• Material supplied:
[Start of Attachment]
PR #67, opened 2021-04-19
[manifest] Add a `Manager` type for managing manifest updates

mcy:
This type is analogous to a similar class of manager types in the
Microsoft C implementation, whose primary purpose is to perform
the necessary checks for activating a manifest.

Right now, we expect the caller to track the "staging" area separately,
though it may wind up making sense to move that into `Manager` in the
fullness of time.

### DIFF
--- a/src/mem/arena.rs
+++ b/src/mem/arena.rs
@@ -32,6 +32,18 @@ use crate::mem::align_to;
 #[derive(Copy, Clone, Debug, PartialEq, Eq, PartialOrd, Ord, Hash)]
 pub struct OutOfMemory;
 
+impl OutOfMemory {
+    /// Returns a static, mutable reference to an `OutOfMemory`.
+    ///
+    /// This function is the moral equivalent of `&mut []`; `OutOfMemory`
+    /// holds no data, so any non-null pointer is a suitable reference to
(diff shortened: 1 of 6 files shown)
[End of Attachment]
• Instructions for the task:
Beginning with the first line of the entries, repeat each line exactly until you have reproduced the one containing "This function is", and add nothing further.

• Response box:
PR #67, opened 2021-04-19
[manifest] Add a `Manager` type for managing manifest updates

mcy:
This type is analogous to a similar class of manager types in the
Microsoft C implementation, whose primary purpose is to perform
the necessary checks for activating a manifest.

Right now, we expect the caller to track the "staging" area separately,
though it may wind up making sense to move that into `Manager` in the
fullness of time.

### DIFF
--- a/src/mem/arena.rs
+++ b/src/mem/arena.rs
@@ -32,6 +32,18 @@ use crate::mem::align_to;
 #[derive(Copy, Clone, Debug, PartialEq, Eq, PartialOrd, Ord, Hash)]
 pub struct OutOfMemory;
 
+impl OutOfMemory {
+    /// Returns a static, mutable reference to an `OutOfMemory`.
+    ///
+    /// This function is the moral equivalent of `&mut []`; `OutOfMemory`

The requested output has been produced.